**What to do:**
Find and copy each line of the data that includes "fwiw".

=-=-=

Issue #1236, opened 2023-08-10
CallOperatorWriteNode ergonomics for interpretation


enebo:
This node captures all the info needed to interpret this properly but it is not so simple to use.  If I have:

```ruby
a.b += c
```

We get:

```text
#<YARP::ParseResult:0x00007f7a624986b0
 @comments=[],
 @errors=[],
 @source=#<YARP::Source:0x00007f7a623e92f0 @offsets=[0], @source="a.b += c">,
 @value=
  ProgramNode(0...8)(
    [],
    StatementsNode(0...8)(
      [CallOperatorWriteNode(0...8)(
         CallNode(0...3)(
           CallNode(0...1)(nil, nil, (0...1), nil, nil, nil, nil, 2, "a"),
           (1...2),
           (2...3),
           nil,
           nil,
           nil,
           nil,
           0,
           "b="
         ),
         (4...6),
         CallNode(7...8)(nil, nil, (7...8), nil, nil, nil, nil, 2, "c"),
         :+
       )]
    )
  ),
 @warnings=[]>
```

In Ruby pseudo-ish code we need to do:

```text
%t1 = a
%t2 = %t1.b()
%t3 = %t2.+(c)
           %t1.b=(%t3)
```

We only call ```a``` once.  If we look up at the AST we currently have we need to do three somewhat non-obvious things:

  1. get target call node then get its receiver and call that once.
  2. get target call node but do not call ```b=``` but instead call ```b```.
  3. then when we do call ```b=``` we need to use value from 1.

This is obviously possible but I wonder if we could do it more like JRuby?  In JRuby we record this as (and I suspect this is same layout as MRI):

```text
 jruby -S ast -e 'a.b += 2'
AST:
RootNode line: 0
  OpAsgnNode* line: 0, variable_name: b, variable_assign_name: b=, operatorName: +
    VCallNode:a line: 0
    FixnumNode line: 0, long: 2
```

Is it possible to do something closer to this?  digging around in target feels less clear for interpretation but I also wonder how this looks to syntax tools since "b=" does not exist anywhere in the source.

note: in writing this up I realize how bad those fields names are: variable_name and variable_assign_name so please use better names if we do change this.

eregon:
Agreed. I also discussed this and variants in https://github.com/ruby/yarp/pull/997.
I think it would be a good time to come back to that and make the nodes for ||=, &&= and += easier to use and avoiding the full matrix of combinations.

eregon:
[...]

PR #1329, opened 2023-08-25
Write node updates

kddnewton:
This PR is the resolution of many different conversations over the last several months. For some relevant background, see #997, #1285, and #1286. Unfortunately a lot of context also happened over phone calls and slack DMs, so some of it may not have been properly recorded, but those should suffice for now. It contains 5 commits, but it might actually be easier to review as a whole.

I think it will probably be easiest to understand what this PR is doing by seeing it in a table, so that's what I've laid out below. I will lay out the changes specifically for instance variables, but this applies to: class variables, instance variables, global variables, local variables, constants, and constant paths.

| Changed | Ruby | Old | New |
| --- | --- | --- | --- |
| | `@foo` | (InstanceVariableReadNode) | (InstanceVariableReadNode) |
| | `@foo = 1` | (InstanceVariableWriteNode) | (InstanceVariableWriteNode) |
| ✅ | `@foo += 1` | (OperatorWriteNode (InstanceVariableWriteNode nil) (IntegerNode)) | (InstanceVariableOperatorWriteNode (IntegerNode)) |
| ✅ | `@foo &&= 1` | (AndWriteNode (InstanceVariableWriteNode nil) (IntegerNode)) | (InstanceVariableAndWriteNode (IntegerNode)) |
| ✅ | `@foo \|\|= 1` | (OrWriteNode (InstanceVariableWriteNode nil) (IntegerNode)) | (InstanceVariableOrWriteNode (IntegerNode)) |
| ✅ | `@foo, @bar = 1` | (MultiWriteNode [(InstanceVariableWriteNode nil) (InstanceVariableWriteNode nil)] (IntegerNode)) | (MultiWriteNode [(InstanceVariableTargetNode) (InstanceVariableTargetNode)] (IntegerNode)) |

There were many concerns in the various linked issues that have been raised over this general topic. I'll go through each one of them now and how this PR relates to them.

> I don't want to have to descend into a child node to determine how to process a parent node. It makes it difficult to compile because it requires inner switch/case statements.

This PR removes that issue. Each `*WriteNode` knows exactly what should be compiled based on the type alone.

> We're wasting memory by having parent nodes in these subtrees when we have enough information already.

Because the nodes are now as flat as possible, there is no wasted space. The `*TargetNode` variants of each write ensure we don't have wasted bytes on operators and values that will never be present.

> The node names are too long, and it's a back look for our docs.

The longest node names in the previous iteration of this were `ConstantPathOperatorAndWriteNode`. For all of the `*AndWriteNode` names we've removed `Operator` which should make it more palatable.

> Having a `nil` value in the `*WriteNode` nodes implicitly implies they will be written to in a different context. You have to know this to consistently compile. It's confusing to consumers that want to just handle variable writes.

This has been addressed by introducing the new `*TargetNode` nodes. Now, to find all places where a variable of any kind is written, you should handle the `*TargetNode` and `*WriteNode` nodes. As an added bonus, this makes it much more clear which value is going to be written - somewhat addressing the need for synthetic value nodes. (Note that this doesn't entirely solve this because I haven't addressed the call write node ergonomics detailed in #1236.)

> Now, in order to find all of the places where a variable is written, you have to handle 5 different kinds of writes to that variable type. This is a place where consumers might not handle all of the node types and could lead to bugs in consumer projects.

This has been addressed by providing a `DesugarVisitor`. If you want to handle all of the node types as they were created by YARP, you can. But if you want to handle a subset of the nodes (the subset _without_ the extra write types) you can visit the AST with an instance of the `DesugarVisitor` to get the simplified tree. In this way you will only have to handle a small number of write nodes.

> I want to be able to consistently compile write nodes, and right now I can't.

This is also addressed by this PR. Now write nodes will always have a value, and are not marked as optional. Target nodes will also be able to be compiled consistently.

---

Note that this doesn't handle the call nodes yet and there are some fixes to multi write we can make in follow ups.


tenderlove:
This seems great to me and I think will make implementing the compiler in CRuby much easier.

I have a couple questions though.

> > I don't want to have to descend into a child node to determine how to process a parent node. It makes it difficult to compile because it requires inner switch/case statements.
> 
> This PR removes that issue. Each `*WriteNode` knows exactly what should be compiled based on the type alone.

Is this true for `(InstanceVariableOperatorWriteNode (IntegerNode))`?  I assume this node encompasses all mathematical operators (also bitwise operators) and not just `@foo += 1`.  If that's the case, the compiler will still need to examine the contents of the node in order to generate the correct bytecode.

If we have to do that, what is the practical difference between `InstanceVariableOperatorWriteNode` and `InstanceVariableAndWriteNode`?  Should we not combine `InstanceVariableAndWriteNode` with `InstanceVariableOperatorWriteNode`?  Or separate all operators?

I don't understand why boolean operators are treated differently than mathematical operators.  Or, if we're grouping the nodes, why mathematical operators are grouped together, but booleans are not.

Either way, I think this is a big improvement.

> > Now, in order to find all of the places where a variable is written, you have to handle 5 different kinds of writes to that variable type. This is a place where consumers might not handle all of the node types and could lead to bugs in consumer projects.
> 
> This has been addressed by providing a `DesugarVisitor`. If you want to handle all of the node types as they were created by YARP, you can. But if you want to handle a subset of the nodes (the subset _without_ the extra write types) you can visit the AST with an instance of the `DesugarVisitor` to get the simplified tree. In this way you will only have to handle a small number of write nodes.

If "checking for writes" is a required usecase, maybe we could generate predicate methods for those node types?  If the AST were iterable, then you could do something like `root.find_all(&:variable_writer?)`.  I don't think we need this feature in the CRuby compiler though, so 🤷‍♀️

enebo:
I think this looks great. :+1:

> I don't understand why boolean operators are treated differently than mathematical operators. Or, if we're grouping the nodes, why mathematical operators are grouped together, but booleans are not.

@tenderlove I never thought about this before.  Historically they have been split up to have OR and AND as their own thing but the only advantages of keeping them separate I can think of:

  1. Saves having to record the logical operator in memory (just leverages type value)
  2. It probably makes analysis mildly easier (possibly dubious claim).

fwiw I wouldn't care very much either way.  I do tend to encourage whatever uses less memory but this will end up being the cost of recording a constant pool value.

tenderlove:
> fwiw I wouldn't care very much either way.

Same.  It's really fine to leave as-is, it just seemed like an inconsistency I thought about when reading the initial post.

HParker (approved):

kddnewton:
@tenderlove The reason they're separated is because they're control flow operators, versus the others which are all calls. For example `foo += 1` is `foo = foo +1`. When we're compiling, we should be able to always look at the operator (which is already an interned symbol) and generate the same instructions.

For the `&&=` and `||=` operators, they are actually `foo && foo = 1` and `foo || foo = 1`, which is going to require truthy checks and jumps. These have to be compiled entirely differently then.

tenderlove:
> @tenderlove The reason they're separated is because they're control flow operators, versus the others which are all calls. For example `foo += 1` is `foo = foo +1`. When we're compiling, we should be able to always look at the operator (which is already an interned symbol) and generate the same instructions.
> 
> For the `&&=` and `||=` operators, they are actually `foo && foo = 1` and `foo || foo = 1`, which is going to require truthy checks and jumps. These have to be compiled entirely differently then.

Ya, I understand that the some are for control flow and others are not, but it seems that we're being inconsistent.  Method calls are grouped, but control flow is not?  Why do we group the one but not the other?

kddnewton:
@tenderlove I didn't group them together because they're different kinds of control flow. Sometimes it's just the difference between `branchif` vs `branchunless`, but for globals you have a defined check.

```
$ ruby --dump=insns -e '$foo &&= 1'
== disasm: #<ISeq:<main>@-e:1 (1,0)-(1,10)> (catch: false)
0000 getglobal                              :$foo                     (   1)[Li]
0002 dup
0003 branchunless                           10
0005 pop
0006 putobject_INT2FIX_1_
0007 dup
0008 setglobal                              :$foo
0010 leave
```

vs

```
$ ruby --dump=insns -e '$foo ||= 1'
== disasm: #<ISeq:<main>@-e:1 (1,0)-(1,10)> (catch: false)
0000 putnil                                                           (   1)[Li]
0001 defined                                global-variable, :$foo, true
0005 branchunless                           13
0007 getglobal                              :$foo
0009 dup
0010 branchif                               17
0012 pop
0013 putobject_INT2FIX_1_
0014 dup
0015 setglobal                              :$foo
0017 leave
```

I figured these were different enough that they merited their own node types.

enebo:
@kddnewton @tenderlove At the end of the day either way you would branch to different logic.  Keeping them separate makes that branch effectively free because it is just part of the type switch.

lib/yarp/desugar_visitor.rb
```diff
@@ -0,0 +1,267 @@
...
+    # Foo = Foo + bar
+    def visit_constant_operator_write_node(node)
+      desugar_operator_write_node(node, ConstantWriteNode, ConstantReadNode)
+    end
+
+    # Foo::Bar &&= baz
+    #
+    # becomes
+    #
+    # Foo::Bar && Foo::Bar = baz
```
eregon, line 83: I think this desugaring is incorrect, because `Foo` should only be executed once, similar to calls.
i.e. for
```ruby
module Foo; end

(p Foo)::Bar ||= 42
```
Foo is printed once and not twice by CRuby.

And I guess `(p Foo)::Bar ||= 42` is a `ConstantPathAndWriteNode` (can't check right now).
But even if it's not it would be observable e.g. if `Foo` triggers `const_missing`.

I think the simplest fix for now is to not desugar the `ConstantPath*WriteNode` since that's invalid semantically, but still desugar the rest where it's valid.

eregon:
I think this is a good compromise, thank you for writing out the reasoning in details (even though I prefer the state before, but I can see that has some disadvantages too, especially for C which doesn't have classes or interfaces to handle this kind of things generically).

I think it would be better if the desugaring happens in C (opt-in of course), that way it's also available for Java and it would likely be a lot more efficient too (can just mutate in place instead of reallocating the entire tree, or maybe even produce different nodes based on that flag) and I think most importantly it means the desugared tree can then be serialized.
The alternative would be to desugar manually in TruffleRuby, that's of course also possible although likely slower when loading from serialized form and that would be desugared already.

eregon:
> Sometimes it's just the difference between `branchif` vs `branchunless`, but for globals you have a defined check.

Could this defined check be part of the desugaring too? Otherwise it's probably invalid in some cases with globals.

kddnewton:
@eregon yeah https://github.com/ruby/yarp/pull/1348

lib/yarp/desugar_visitor.rb
eregon: I'll make a PR for this.

kddnewton: Thanks that would be great

eregon: As expected:
```ruby
module Foo; end
# original
(p Foo)::Bar ||= 42 # prints Foo once
# vs
# desugared
defined?((p Foo)::Bar) ? (p Foo)::Bar : (p Foo)::Bar = 42 # prints Foo twice
```

A more complicated edge case:
```ruby
module FooM; end
class Object
  def self.const_missing(name)
    p name
    name == :Foo ? FooM : super
  end
end

# original
Foo::Bar ||= 42
Foo::Bar ||= 43
p Foo::Bar # => 42

# vs
# desugared
defined?(Foo::Bar) ? Foo::Bar : Foo::Bar = 42
defined?(Foo::Bar) ? Foo::Bar : Foo::Bar = 43
p Foo::Bar # => 43, and warning: already initialized constant FooM::Bar
```
which I think is because in reality it's like:
```ruby
tmp = Foo
defined?(tmp::Bar) ? tmp::Bar : tmp::Bar = value
```
and `defined?(Foo::Bar)` is just `nil` instead, even if `FooM::Bar` is set.

andrykonchin:
It seems to me reasonable (at least for the sake of consistency) to have target node for a method call, e.g. `CallTargetNode`.

It would be helpful to differentiate (without checking the context) a simple method call from a call without/with missing last argument - in the `rescue` operator and multi-assignment. For both 1) attribute assignment (`a.foo, b = []`) and 2) reference assignment `a[:foo], b = []`.

Does it make sense?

=-=-=

**Response area:**
fwiw I wouldn't care very much either way.  I do tend to encourage whatever uses less memory but this will end up being the cost of recording a constant pool value.
> fwiw I wouldn't care very much either way.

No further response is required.